(Source records)
● ● ●

PR #853, opened 2026-08-27
docs(knowledge): mirror chart audit guidance

mattcfilbert:
Decision: mirror the reviewed A2TD chart-audit guidance byte-for-byte in Tableau MCP. This is a source/mirror rule, not a separate TMCP interpretation of the guidance.

Scope:
- updates the one mirrored Desktop knowledge resource
- adds exact #1 retrieval coverage for the combined audit ask and both reviewer-requested asks
- leaves the package at 2.67.1 because this resources-only change does not cut a separate published artifact

Future changes must preserve byte equality with the A2TD source unless a tested TMCP-only runtime difference requires otherwise.

Evidence:
- the added exact queries rank the intended entry #1
- `scripts/agent-check`: 392 files / 6,429 tests passed; all five checks passed
- A2TD source and TMCP resource share SHA-256 `6dc732ce9d8243a95f09f5aa8e2960cde95e7a5d2d5e57ec6de8d205ccca1408`
- scoped final review found no P1/P2 issue

Approving means accepting the exact public mirror of the reviewed A2TD knowledge change.

Based on knowledge entry generated by Will Perkins.

### DIFF
--- a/resources/desktop/knowledge/strategy/viz-design/chart-best-practices.md
+++ b/resources/desktop/knowledge/strategy/viz-design/chart-best-practices.md
@@ -194,7 +194,7 @@ When the question could be answered by multiple chart types, prefer in this orde
 ## Source and Confidence
 
 - Source/evidence type: internal-doc
-- Source: prior Tableau authoring knowledge base (mbradbourne), with workbook-audit and logarithmic-axis guidance from Will Perkins in [tableau/agent-to-tableau-desktop#93](https://github.com/tableau/agent-to-tableau-desktop/pull/93), commit [9eb2696](https://github.com/tableau/agent-to-tableau-desktop/commit/9eb2696948dcc376922c78388baec537e3880f9a)
+- Source: prior Tableau authoring knowledge base (mbradbourne), with workbook-audit and logarithmic-axis guidance from Will Perkins
 - Customer-identifying details removed: yes
 - Confidence: draft
 - Last reviewed: 2026-08-27
--- a/resources/desktop/knowledge/strategy/viz-design/chart-best-practices.md
+++ b/resources/desktop/knowledge/strategy/viz-design/chart-best-practices.md
@@ -8,8 +8,8 @@ Implementation reference for chart design decisions in Tableau — covering mark
 - Authoring outcome improved: create, refine
 - In-scope reason: Helps Claude apply chart design best practices and avoid common mistakes when authoring visualizations.
 - Out-of-scope risk: none
-- Tags: charts, best-practices, mark-class, shelf-placement, examples
-- Relevant user prompts/search terms: "which chart type should I use", "bar chart vs line chart", "how to sort a bar chart in Tableau", "dual axis chart example", "why does my chart look wrong", "scatter plot setup", "stacked bar chart configuration", "common chart mistakes", "when to remove gridlines", "mark class selection rules"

● ● ●

### Your goal
Pick out the lines above containing the word "Perkins", then copy them.

### Output for this exercise
Based on knowledge entry generated by Will Perkins.
-- Source: prior Tableau authoring knowledge base (mbradbourne), with workbook-audit and logarithmic-axis guidance from Will Perkins in [tableau/agent-to-tableau-desktop#93](https://github.com/tableau/agent-to-tableau-desktop/pull/93), commit [9eb2696](https://github.com/tableau/agent-to-tableau-desktop/commit/9eb2696948dcc376922c78388baec537e3880f9a)
+- Source: prior Tableau authoring knowledge base (mbradbourne), with workbook-audit and logarithmic-axis guidance from Will Perkins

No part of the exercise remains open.